*Materials provided:*

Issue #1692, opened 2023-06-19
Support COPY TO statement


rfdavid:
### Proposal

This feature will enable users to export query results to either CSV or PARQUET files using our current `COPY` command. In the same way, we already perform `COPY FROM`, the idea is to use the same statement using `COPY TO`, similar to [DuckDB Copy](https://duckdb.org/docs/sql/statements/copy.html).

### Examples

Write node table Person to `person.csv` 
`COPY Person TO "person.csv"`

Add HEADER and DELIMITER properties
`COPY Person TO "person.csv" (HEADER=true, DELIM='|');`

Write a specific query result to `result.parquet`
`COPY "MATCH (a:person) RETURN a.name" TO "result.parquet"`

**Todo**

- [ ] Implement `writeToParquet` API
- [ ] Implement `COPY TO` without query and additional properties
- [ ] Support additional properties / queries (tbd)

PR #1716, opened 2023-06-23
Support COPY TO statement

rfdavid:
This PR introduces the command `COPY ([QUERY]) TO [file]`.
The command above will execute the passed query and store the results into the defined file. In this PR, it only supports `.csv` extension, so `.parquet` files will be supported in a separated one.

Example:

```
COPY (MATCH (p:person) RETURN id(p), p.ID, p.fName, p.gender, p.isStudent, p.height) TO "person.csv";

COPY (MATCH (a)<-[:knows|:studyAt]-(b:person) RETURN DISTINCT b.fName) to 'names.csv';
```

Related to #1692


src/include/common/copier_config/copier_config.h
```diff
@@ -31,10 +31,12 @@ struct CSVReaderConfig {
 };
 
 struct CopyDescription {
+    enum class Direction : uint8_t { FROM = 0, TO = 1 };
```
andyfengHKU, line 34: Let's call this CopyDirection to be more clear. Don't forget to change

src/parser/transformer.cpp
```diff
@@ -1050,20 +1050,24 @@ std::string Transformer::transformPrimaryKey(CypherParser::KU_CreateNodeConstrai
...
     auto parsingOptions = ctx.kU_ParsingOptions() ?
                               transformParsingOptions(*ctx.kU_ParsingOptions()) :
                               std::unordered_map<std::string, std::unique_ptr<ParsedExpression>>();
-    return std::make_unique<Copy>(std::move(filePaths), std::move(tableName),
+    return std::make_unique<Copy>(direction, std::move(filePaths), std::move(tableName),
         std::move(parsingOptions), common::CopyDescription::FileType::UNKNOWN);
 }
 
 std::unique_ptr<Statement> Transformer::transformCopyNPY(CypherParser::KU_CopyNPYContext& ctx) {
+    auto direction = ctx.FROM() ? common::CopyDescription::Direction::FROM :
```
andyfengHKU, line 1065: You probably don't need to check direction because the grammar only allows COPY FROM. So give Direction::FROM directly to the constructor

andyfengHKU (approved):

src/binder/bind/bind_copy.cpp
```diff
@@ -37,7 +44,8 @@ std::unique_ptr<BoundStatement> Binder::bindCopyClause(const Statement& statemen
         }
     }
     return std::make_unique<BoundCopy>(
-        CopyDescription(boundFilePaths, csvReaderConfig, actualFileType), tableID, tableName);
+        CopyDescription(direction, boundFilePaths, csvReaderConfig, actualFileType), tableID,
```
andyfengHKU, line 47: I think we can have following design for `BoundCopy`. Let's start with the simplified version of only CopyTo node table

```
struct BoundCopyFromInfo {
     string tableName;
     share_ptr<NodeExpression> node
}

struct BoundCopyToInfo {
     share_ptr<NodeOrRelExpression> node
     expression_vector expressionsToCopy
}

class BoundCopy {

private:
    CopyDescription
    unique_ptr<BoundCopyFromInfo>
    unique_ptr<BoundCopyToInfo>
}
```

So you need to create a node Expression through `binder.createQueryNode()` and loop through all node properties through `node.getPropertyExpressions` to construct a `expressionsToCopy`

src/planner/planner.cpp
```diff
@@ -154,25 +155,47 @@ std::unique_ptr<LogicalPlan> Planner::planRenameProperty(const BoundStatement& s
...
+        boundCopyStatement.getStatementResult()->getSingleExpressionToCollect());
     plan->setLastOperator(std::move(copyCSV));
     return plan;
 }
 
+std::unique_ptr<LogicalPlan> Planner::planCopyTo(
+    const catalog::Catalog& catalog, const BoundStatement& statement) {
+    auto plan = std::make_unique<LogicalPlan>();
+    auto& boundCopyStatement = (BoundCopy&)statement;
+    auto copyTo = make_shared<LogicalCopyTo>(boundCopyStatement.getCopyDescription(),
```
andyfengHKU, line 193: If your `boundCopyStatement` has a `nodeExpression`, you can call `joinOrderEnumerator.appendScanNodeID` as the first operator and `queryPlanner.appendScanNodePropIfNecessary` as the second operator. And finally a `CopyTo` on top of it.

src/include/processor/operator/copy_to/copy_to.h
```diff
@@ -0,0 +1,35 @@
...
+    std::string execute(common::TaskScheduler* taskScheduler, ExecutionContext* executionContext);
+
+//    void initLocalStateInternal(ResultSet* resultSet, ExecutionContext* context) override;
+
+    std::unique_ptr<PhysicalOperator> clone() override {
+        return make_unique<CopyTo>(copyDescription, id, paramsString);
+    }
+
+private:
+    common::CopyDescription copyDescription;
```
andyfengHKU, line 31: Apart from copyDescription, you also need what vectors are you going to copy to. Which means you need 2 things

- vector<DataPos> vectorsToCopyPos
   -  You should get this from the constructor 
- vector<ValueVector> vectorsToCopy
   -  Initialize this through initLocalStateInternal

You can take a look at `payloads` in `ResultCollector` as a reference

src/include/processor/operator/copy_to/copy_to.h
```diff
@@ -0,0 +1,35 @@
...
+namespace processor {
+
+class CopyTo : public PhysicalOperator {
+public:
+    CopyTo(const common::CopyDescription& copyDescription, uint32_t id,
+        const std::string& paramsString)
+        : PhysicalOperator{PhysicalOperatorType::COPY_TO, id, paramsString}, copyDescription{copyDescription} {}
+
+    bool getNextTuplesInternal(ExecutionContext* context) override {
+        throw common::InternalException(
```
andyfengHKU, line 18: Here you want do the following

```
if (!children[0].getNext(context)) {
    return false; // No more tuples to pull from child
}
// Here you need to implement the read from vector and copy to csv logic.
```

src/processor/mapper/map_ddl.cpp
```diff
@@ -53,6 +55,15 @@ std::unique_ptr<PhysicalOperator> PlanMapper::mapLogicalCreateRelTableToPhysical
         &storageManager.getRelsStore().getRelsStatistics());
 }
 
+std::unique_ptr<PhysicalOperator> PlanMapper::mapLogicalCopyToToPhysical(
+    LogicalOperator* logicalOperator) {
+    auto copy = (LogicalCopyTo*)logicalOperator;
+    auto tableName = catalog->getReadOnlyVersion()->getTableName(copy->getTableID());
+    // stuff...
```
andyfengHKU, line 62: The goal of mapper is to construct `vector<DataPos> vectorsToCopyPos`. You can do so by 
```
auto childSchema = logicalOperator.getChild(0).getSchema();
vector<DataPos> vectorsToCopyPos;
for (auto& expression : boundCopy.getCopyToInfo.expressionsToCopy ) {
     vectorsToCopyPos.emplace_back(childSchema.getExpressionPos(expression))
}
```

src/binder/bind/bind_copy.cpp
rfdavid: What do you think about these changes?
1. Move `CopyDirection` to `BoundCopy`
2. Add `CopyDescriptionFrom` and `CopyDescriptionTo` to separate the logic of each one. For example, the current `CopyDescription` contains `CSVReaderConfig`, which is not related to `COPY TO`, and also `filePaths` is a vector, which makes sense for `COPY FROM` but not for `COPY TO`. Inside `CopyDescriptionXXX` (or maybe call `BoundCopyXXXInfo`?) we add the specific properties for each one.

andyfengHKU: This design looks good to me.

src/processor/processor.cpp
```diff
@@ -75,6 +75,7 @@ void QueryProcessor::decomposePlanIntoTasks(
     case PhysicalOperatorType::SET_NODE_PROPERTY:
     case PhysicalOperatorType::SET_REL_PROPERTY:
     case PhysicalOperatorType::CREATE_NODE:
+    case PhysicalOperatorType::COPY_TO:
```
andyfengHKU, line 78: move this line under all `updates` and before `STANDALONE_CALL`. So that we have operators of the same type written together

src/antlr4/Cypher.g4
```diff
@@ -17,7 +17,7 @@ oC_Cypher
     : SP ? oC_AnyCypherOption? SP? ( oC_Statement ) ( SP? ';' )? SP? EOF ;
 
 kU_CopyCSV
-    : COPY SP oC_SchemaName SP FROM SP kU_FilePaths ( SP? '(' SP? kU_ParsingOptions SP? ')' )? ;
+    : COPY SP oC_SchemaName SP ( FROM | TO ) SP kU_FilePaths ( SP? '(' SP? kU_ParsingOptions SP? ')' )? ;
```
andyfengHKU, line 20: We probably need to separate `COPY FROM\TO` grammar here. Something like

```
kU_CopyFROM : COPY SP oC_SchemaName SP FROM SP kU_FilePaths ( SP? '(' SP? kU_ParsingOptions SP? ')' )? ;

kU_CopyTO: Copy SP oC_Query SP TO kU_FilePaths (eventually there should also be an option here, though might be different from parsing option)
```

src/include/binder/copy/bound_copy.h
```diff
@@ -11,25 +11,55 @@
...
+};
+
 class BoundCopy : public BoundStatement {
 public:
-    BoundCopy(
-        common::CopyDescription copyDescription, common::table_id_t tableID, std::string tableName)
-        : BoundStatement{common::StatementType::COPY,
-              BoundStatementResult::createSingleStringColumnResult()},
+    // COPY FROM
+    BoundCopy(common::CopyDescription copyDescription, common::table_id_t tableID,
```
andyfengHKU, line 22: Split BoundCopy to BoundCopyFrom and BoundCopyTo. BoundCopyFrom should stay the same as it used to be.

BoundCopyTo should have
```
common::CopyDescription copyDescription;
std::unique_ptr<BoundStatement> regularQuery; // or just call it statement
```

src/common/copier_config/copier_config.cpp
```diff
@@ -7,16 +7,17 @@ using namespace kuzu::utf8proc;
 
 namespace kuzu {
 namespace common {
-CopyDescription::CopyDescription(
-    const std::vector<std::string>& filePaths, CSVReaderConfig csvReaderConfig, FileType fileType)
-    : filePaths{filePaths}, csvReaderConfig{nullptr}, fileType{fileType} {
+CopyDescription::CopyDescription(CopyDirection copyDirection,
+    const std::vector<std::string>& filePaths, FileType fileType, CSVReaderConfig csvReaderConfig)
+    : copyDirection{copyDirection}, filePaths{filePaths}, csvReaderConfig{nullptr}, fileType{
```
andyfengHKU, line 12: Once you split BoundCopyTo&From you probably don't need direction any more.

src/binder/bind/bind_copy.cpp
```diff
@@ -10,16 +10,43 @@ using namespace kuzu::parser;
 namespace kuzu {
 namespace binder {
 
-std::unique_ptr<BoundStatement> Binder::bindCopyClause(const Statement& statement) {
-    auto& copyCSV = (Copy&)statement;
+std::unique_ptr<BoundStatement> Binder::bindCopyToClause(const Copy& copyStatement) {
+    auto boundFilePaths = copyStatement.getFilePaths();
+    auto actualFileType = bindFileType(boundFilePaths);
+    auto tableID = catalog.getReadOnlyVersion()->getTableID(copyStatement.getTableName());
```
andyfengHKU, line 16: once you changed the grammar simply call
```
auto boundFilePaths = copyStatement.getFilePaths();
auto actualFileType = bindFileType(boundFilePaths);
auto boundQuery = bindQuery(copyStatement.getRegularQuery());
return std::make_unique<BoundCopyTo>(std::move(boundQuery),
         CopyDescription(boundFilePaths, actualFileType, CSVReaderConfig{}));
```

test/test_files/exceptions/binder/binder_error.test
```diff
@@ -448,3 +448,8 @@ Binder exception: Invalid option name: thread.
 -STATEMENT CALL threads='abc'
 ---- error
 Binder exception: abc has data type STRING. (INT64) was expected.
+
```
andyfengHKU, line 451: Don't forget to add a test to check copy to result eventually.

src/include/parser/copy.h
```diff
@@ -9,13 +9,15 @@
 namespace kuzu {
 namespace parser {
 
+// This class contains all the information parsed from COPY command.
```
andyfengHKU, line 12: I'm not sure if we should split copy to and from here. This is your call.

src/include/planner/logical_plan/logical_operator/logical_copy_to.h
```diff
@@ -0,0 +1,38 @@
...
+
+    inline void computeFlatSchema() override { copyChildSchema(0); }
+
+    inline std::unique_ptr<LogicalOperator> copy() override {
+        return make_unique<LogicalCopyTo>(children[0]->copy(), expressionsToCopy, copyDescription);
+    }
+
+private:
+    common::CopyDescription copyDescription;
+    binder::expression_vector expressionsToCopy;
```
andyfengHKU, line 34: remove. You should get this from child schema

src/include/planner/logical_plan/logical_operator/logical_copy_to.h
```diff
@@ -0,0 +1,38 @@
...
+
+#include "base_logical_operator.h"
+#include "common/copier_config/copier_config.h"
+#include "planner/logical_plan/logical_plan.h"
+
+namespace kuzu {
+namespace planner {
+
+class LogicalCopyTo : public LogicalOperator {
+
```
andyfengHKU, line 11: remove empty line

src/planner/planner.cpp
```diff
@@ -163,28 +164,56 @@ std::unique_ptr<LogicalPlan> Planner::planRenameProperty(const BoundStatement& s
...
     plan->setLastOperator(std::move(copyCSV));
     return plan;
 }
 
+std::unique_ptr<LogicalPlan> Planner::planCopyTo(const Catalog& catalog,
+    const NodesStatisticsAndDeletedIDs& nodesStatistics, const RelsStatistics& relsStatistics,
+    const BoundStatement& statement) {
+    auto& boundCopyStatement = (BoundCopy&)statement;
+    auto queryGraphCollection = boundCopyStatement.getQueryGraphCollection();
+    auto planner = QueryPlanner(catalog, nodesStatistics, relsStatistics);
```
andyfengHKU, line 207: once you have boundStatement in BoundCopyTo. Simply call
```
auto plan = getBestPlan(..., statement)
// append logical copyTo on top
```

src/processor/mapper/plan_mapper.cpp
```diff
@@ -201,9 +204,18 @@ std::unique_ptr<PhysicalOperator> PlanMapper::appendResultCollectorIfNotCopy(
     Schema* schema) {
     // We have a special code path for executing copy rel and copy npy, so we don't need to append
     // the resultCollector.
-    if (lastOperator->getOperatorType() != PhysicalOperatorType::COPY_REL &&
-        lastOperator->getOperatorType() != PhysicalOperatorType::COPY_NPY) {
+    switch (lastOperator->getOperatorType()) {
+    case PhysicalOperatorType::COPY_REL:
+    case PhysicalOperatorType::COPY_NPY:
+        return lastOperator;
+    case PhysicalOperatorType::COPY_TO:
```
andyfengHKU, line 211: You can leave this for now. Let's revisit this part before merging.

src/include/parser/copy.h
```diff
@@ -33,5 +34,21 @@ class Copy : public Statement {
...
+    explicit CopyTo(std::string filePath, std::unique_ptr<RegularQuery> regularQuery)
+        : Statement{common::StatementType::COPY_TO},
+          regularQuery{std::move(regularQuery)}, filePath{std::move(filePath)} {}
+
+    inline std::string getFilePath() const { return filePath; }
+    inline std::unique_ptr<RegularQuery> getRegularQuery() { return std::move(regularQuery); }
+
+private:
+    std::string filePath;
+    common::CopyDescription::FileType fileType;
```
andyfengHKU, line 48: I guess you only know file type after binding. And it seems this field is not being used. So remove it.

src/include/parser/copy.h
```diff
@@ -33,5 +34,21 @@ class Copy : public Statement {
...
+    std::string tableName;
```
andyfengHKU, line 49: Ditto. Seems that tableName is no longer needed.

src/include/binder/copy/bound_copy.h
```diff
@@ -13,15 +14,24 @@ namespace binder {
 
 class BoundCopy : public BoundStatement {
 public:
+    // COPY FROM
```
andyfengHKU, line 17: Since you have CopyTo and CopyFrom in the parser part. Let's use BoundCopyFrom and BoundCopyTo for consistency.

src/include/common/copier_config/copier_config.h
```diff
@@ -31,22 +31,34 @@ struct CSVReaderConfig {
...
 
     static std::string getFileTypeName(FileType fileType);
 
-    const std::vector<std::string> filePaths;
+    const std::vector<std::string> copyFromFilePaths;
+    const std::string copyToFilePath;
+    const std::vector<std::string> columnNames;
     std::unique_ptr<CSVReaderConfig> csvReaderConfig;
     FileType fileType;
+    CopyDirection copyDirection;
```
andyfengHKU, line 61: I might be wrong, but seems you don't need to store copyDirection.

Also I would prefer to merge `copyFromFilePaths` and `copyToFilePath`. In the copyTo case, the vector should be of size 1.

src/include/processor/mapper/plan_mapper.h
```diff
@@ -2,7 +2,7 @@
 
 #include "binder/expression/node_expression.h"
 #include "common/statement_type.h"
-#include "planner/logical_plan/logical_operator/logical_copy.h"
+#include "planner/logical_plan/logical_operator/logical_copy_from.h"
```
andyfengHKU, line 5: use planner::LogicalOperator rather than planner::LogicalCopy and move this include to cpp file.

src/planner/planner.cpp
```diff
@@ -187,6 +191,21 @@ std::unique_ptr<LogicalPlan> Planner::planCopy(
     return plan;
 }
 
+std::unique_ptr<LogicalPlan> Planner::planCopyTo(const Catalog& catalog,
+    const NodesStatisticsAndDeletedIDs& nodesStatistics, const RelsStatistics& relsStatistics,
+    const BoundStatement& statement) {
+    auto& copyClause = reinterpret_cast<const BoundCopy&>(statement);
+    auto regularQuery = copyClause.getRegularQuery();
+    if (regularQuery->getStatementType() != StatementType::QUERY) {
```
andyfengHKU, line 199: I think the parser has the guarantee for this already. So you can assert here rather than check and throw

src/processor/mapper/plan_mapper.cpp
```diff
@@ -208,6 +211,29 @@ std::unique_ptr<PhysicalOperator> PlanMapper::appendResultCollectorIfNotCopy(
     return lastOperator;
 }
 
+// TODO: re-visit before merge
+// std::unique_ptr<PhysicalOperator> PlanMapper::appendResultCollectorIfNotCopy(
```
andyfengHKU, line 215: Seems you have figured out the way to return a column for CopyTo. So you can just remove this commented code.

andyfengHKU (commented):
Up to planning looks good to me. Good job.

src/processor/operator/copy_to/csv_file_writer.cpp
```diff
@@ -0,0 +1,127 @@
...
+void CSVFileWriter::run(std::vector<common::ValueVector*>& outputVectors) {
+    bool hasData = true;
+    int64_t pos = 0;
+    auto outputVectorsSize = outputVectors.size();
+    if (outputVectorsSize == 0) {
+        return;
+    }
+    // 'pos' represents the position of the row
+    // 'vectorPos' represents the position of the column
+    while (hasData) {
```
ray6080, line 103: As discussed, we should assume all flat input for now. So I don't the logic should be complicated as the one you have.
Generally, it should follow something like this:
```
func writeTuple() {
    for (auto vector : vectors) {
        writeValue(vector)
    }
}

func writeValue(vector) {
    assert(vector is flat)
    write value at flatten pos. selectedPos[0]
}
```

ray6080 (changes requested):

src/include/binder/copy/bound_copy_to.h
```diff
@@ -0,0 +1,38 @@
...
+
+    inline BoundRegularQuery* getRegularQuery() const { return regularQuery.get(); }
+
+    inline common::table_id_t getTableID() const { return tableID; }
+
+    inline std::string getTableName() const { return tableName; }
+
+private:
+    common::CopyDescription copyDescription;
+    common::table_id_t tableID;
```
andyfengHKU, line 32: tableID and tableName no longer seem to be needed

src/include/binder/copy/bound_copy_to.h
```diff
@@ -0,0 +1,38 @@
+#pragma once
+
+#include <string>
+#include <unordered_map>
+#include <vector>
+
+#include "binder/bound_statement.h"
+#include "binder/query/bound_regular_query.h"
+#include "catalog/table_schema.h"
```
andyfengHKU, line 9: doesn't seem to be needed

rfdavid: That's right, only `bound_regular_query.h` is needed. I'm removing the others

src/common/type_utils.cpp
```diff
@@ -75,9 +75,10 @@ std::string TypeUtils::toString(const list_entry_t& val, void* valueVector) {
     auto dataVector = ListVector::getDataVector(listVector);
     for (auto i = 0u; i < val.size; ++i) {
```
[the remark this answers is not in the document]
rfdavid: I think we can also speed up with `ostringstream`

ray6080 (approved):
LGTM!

*Task directions:*
Lines of the data above that include the string "will" must each be copied.

*Worked solution:*
This feature will enable users to export query results to either CSV or PARQUET files using our current `COPY` command. In the same way, we already perform `COPY FROM`, the idea is to use the same statement using `COPY TO`, similar to [DuckDB Copy](https://duckdb.org/docs/sql/statements/copy.html).
The command above will execute the passed query and store the results into the defined file. In this PR, it only supports `.csv` extension, so `.parquet` files will be supported in a separated one.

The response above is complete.